Spectral Forms for Three-Point Functions

Abstract

Single- and double-spectral forms for three-point functions are studied, in a detailed manner, within the framework of source theory. The methods developed, which are applicable beyond the present problem, are based on causal considerations and appear to provide some simplifications and advances over the conventional analytic methods. The spectral variables are any one or two of the momentum scalar products (${{p}_{\ensuremath{\alpha}}}^{2}, {{p}_{\ensuremath{\beta}}}^{2}, {{p}_{\ensuremath{\gamma}}}^{2}$) on which the three-point function depends, ${{p}_{\ensuremath{\alpha}}}^{2}$ and ${{p}_{\ensuremath{\alpha}}}^{2}\ensuremath{-}{{p}_{\ensuremath{\gamma}}}^{2}$, to be specific. After studying the lowest-order nontrivial contributions, a source-theoretic calculational scheme for contributions of arbitrary order is qualitatively developed, and it is used in establishing the spectral forms for general order. In lowest order the spectral weight functions are explicitly given, while in general order the main concern is the existence of the spectral forms.
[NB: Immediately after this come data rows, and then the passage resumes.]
PR #2301, opened 2026-08-09
hotfix: convert Stripe SDK objects to plain dicts at every boundary

tylerecouture:
### What

Fixes the webhook 500s caught live during the staging rehearsal (2026-08-09): every Stripe delivery to `/decks/stripe/webhook/` failed with `AttributeError: get` at `event.get('type', '')`.

**Root cause:** stripe-python 15.x objects support `event['id']`-style indexing but are NOT dicts: `.get()` raises `AttributeError`. The webhook view, all event handlers, `sync_from_stripe_subscription`, the checkout reconciler (the "Activating your subscription" poller, also silently affected), and `stripe_backfill_report` are written dict-style, and every test fed plain-dict doubles through the mocked `tenant.billing.stripe` seam, so the mismatch never surfaced until the first real delivery. The failure was uniform across all event types because `event.get('type')` runs before any handler.

**Fix:** a `to_plain_dict()` helper (JSON round-trip via the SDK object's `str()`; passes real dicts through unchanged) converts at every SDK boundary:

- the webhook view, right after signature verification
- `handle_webhook_event`'s entry (defensive, so any caller is safe)
- the subscription retrieve behind the admin "Sync from Stripe" action and the nightly reconcile
- the checkout-session retrieve behind the post-checkout poller
- the backfill report's subscription listing

### Testing

Three new regression tests pin the seams with the SDK's **actual object types** built via `construct_from` (each asserts `hasattr(obj, 'get')` is False, the exact property that broke staging): the webhook view end-to-end with a real `stripe.Event`, the reconciler with a real `checkout.Session`, and the backfill report with a real `Subscription`. All three fail without the fix. Full suite (1900+), ruff, and `makemigrations --check` pass locally; `billing.py` coverage unchanged at 100%.

### Screenshots

N/A (no user-facing change; the visible effect is webhook deliveries returning 200 instead of 500).

### Anything else

After merging, merge `develop` into `staging` to redeploy the rehearsal environment, then Resend one failed delivery from the Stripe dashboard to confirm a 200 plus a `StripeEventLog` row. Stripe's automatic retries will re-deliver the rest.

---
_Generated by [Claude Code](https://claude.ai/code/session_01UAo12812TYt3GJgpZi7Pmn)_

## Summary by CodeRabbit

* **Bug Fixes**
  * Improved Stripe billing, subscription reporting, checkout reconciliation, and webhook processing compatibility with newer Stripe SDK response objects.
  * Preserved handling for existing dictionary-based responses.
  * Ensured valid webhook events are correctly processed, logged, and associated with the appropriate tenant.
* **Tests**
  * Added regression coverage for real Stripe SDK objects, including case-insensitive owner matching and read-only report behavior.

### DIFF
--- a/src/tenant/billing.py
+++ b/src/tenant/billing.py
@@ -314,6 +314,13 @@ def _sync_deck_from_subscription_id(deck, subscription_id):
     configured with only the webhook secret can still absorb events that sync
     straight from their payloads, but it cannot retrieve, and an exception here
     would turn into a 500 that Stripe retries for days (review find on #2110).
+
+    Args:
+        deck (Tenant): The deck whose billing state the subscription drives.
+        subscription_id (str): The Stripe subscription id (sub_...) to retrieve.
+
+    Returns:
+        str: A short human-readable summary for the caller's log/audit trail.
     """
     if not settings.STRIPE_SECRET_KEY:
         return 'STRIPE_SECRET_KEY unset; retrieve skipped'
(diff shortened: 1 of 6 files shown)


tylerecouture:
@coderabbitai review

---

PR #2306, opened 2026-08-09
test: give every tenant test the view helpers and a tenant client by default

tylerecouture:
### What?

`ByteDeckTenantTestCase` now inherits `ViewTestUtilsMixin` and builds its own `TenantClient`, so a tenant test class gets both without declaring anything.

That deletes a lot of repetition:

| | count |
| --- | --- |
| classes that listed `ViewTestUtilsMixin` | 71 |
| imports of the mixin | 20 |
| `setUp` methods that only built a client | 59 |
| `self.client = TenantClient(self.tenant)` lines removed in total | 89 |

Net: 33 files, +321 / -571.

**No test method was added or removed.** The 33 touched files hold 975 tests before and after, and the full suite runs 1965 green either way.

### Why?

Second PR from the test-suite review. Every tenant test class needed the same two lines of ceremony before it could do anything, and the cost was not just noise: a class that forgot the mixin couldn't use `assertRedirectsLogin` / `assert403` / `assert200`, so its author hand-rolled `self.assertEqual(response.status_code, 302)` instead. 220 of the 290 tenant test classes were in that position. Putting the helpers on the base class is the precondition for the assertion cleanup that follows, and for new view tests to reach for the helper rather than the literal.

### How?

**The client is built in `_pre_setup`, not `setUp`,** so it lands before any subclass hook and can't be forgotten. It has to come *after* `super()._pre_setup()`, which assigns Django's plain `Client` from `client_class` and would otherwise overwrite it. `TenantClient` takes the tenant as a constructor argument, so it can't simply be named as `client_class`. Like Django's own `_pre_setup` this is a `classmethod` invoked once per test method, so each test still gets a fresh client and no login session carries into the next test.

**The 71 classes had to stop naming the mixin**, rather than merely being allowed to. `class Foo(ViewTestUtilsMixin, ByteDeckTenantTestCase)` names a mixin ahead of a base that already inherits it, which is an unresolvable MRO:

```python
>>> class Mixin: pass
>>> class Base(Mixin): pass
>>> class Sub(Mixin, Base): pass
TypeError: Cannot create a consistent method resolution order (MRO) for bases Mixin, Base
```

So this is a `TypeError` at import, not harmless duplication, and the sweep is mandatory rather than cosmetic. The mixin's docstring now says so, so the next person who adds it back finds out why. All 71 were `ByteDeckTenantTestCase`-based, so nothing outside this hierarchy lost the mixin.

**One class needs the plain client.** `SyncFromStripeActionTest` drives the tenant admin, which lives on the *public* schema. A `TenantClient` addresses this tenant's own domain, so its requests switch the connection to this tenant's schema, where the public-schema superuser doesn't exist and `force_login`'s `last_login` write fails with `DatabaseError: Save with update_fields did not affect any rows`. It sets a new `tenant_client = False` opt-out, mirroring the existing `reuse_schema = False` one, with a comment saying why.

That class was the only casualty. It surfaced as three failures in a full-suite run, which is also the honest answer to "how risky is this": the sweep is mechanical, but it does change the client type for every class that previously had no client-building `setUp` at all, and the suite is what proves that only one of them cared.

### Testing?

Full suite against a local Postgres 16 + Redis, on this branch rebased onto the merged `develop`:

```
Ran 1965 tests in 361.231s
OK
```

`ruff check src` clean, `manage.py check` clean, `makemigrations --check --dry-run` reports no changes.

Test-count check, to prove the `setUp` deletions didn't take a test with them:

```
test methods in the 33 changed files, before: 975
test methods in the 33 changed files, after:  975
```

N/A: test infrastructure only, no application code changed.

### Anything Else?

Review this as a noise PR: the interesting part is `src/hackerspace_online/tests/utils.py`, and the other 32 files are the mechanical consequence. `ViewTestUtilsMixin` moves above `ByteDeckTenantTestCase` in that file (it has to be defined before the class that inherits it), so git renders it as a delete-and-add; the class body itself is unchanged apart from the added docstring paragraph.

Next in the sequence is the assertion sweep: replacing the ~430 hand-rolled `assertEqual(response.status_code, ...)` call sites with the mixin helpers, now that every class can reach them.

### Review request
@tylerecouture

- Claude Code (`bytedeck - test suite review`)

---

## Summary by CodeRabbit

* **Tests**
  * Centralized tenant-aware test client setup across the test suite.
  * Simplified numerous test classes by removing redundant local setup and shared utility inheritance.
  * Preserved existing authentication, fixtures, assertions, and behavior coverage.
  * Added support for tests that explicitly require public-schema client behavior.

### DIFF
--- a/src/announcements/tests/test_views.py
+++ b/src/announcements/tests/test_views.py
@@ -7,19 +7,18 @@ from django.forms.models import model_to_dict
 from django.urls import reverse
 from django.utils import timezone
 
-from django_tenants.test.client import TenantClient
 from model_bakery import baker
 
 from announcements.forms import AnnouncementForm
 from announcements.models import Announcement
 from comments.models import Comment
-from hackerspace_online.tests.utils import ByteDeckTenantTestCase, ViewTestUtilsMixin
+from hackerspace_online.tests.utils import ByteDeckTenantTestCase
 from siteconfig.models import SiteConfig
 
 User = get_user_model()
 
 
-class AnnouncementViewTests(ViewTestUtilsMixin, ByteDeckTenantTestCase):
+class AnnouncementViewTests(ByteDeckTenantTestCase):
 
     @classmethod
     def setUpTestData(cls):
@@ -31,10 +30,6 @@ class AnnouncementViewTests(ViewTestUtilsMixin, ByteDeckTenantTestCase):
 
         cls.test_announcement = baker.make(Announcement, draft=False)
         cls.ann_pk = cls.test_announcement.pk
-
-    def setUp(self):
-        """Set up a tenant test client for each test."""
-        self.client = TenantClient(self.tenant)
 
     def test_announcement_form__has_unsaved_changes_guard(self):
         """The announcement create and edit forms opt into the unsaved-changes warning, and the guard script is loaded (#192)."""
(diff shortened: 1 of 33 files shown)


tylerecouture:
@coderabbitai review

PR #2307, opened 2026-08-09
docs: tell sessions to build a real test environment, not default to static review

tylerecouture:
### What?
Adds a directive to the top of CLAUDE.md's **Tests and Linting** section telling Claude Code sessions to actually stand up the environment and run the suite, instead of defaulting to a static-only review.

### Why?
New sessions (web/remote especially) tend to open a task with something like *"No test-runnable environment here (no Postgres/Docker/venv), so this will be a rigorous static review"* and then skip running anything, even though the environment can be built. Static reading misses migration state, tenant-schema behavior, and real pass/fail. This makes "build it and run it" the explicit default, and "static only" the documented fallback of last resort.

### How?
A short bold callout right where a session decides how to test, pointing at the same path CI uses:
- `cp .env.example .env` (if absent), `docker compose up -d`, then `docker compose exec -T web python src/manage.py test src` (and `ruff check src`).
- Notes that `TenantTestCase` builds its own test schemas, so no manual `initdb` is needed just to run the suite.
- Notes the first image build takes a few minutes and should be done once up front, not treated as a blocker.
- Fall back to a static-only review only if the environment genuinely can't be brought up, and then state exactly which step failed (e.g. Docker daemon unavailable, image build error) rather than presuming it can't be done.

Placed in the Tests section (rather than the `Claude Code:` convention bullets) because that's where a session forms the "how do I run this" decision, and it sits near the actual commands.

### Testing?
Docs-only; no code paths affected. Verified no em dashes (house style).

N/A (documentation only).

### Anything Else?
A CLAUDE.md directive relies on the session reading and following it. If you want this enforced rather than advised, a `SessionStart` hook that runs `docker compose up -d` (and warms the image build) would guarantee the environment is up before the model starts, independent of whether it reads this section. Happy to add one as a follow-up if you'd like: say the word.

### Review request
@tylerecouture

---

### DIFF
--- a/CLAUDE.md
+++ b/CLAUDE.md
@@ -27,6 +27,8 @@ The site only works via `http://localhost:8000` (not `0.0.0.0`) because the mult
 
 ### Tests and Linting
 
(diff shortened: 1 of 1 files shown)


tylerecouture:
@coderabbitai review

(The initial auto-review was rate-limited; requesting a pass now that the cooldown has elapsed.)

---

The spectral forms considered here are only ones with normal thresholds, and the methods give regions of those variables not in spectral form (${{p}_{\ensuremath{\beta}}}^{2}\ensuremath{-}{{p}_{\ensuremath{\gamma}}}^{2}$ and ${{p}_{\ensuremath{\beta}}}^{2}$) for which such spectral forms of general order occur, with all particles being allowed different masses. For the single-spectral studies the region is in agreement with that obtained conventionally. The region for the double-spectral form is all spacelike values of ${{p}_{\ensuremath{\beta}}}^{2}$; double-spectral forms for three-point functions of general order do not appear to have been investigated previously.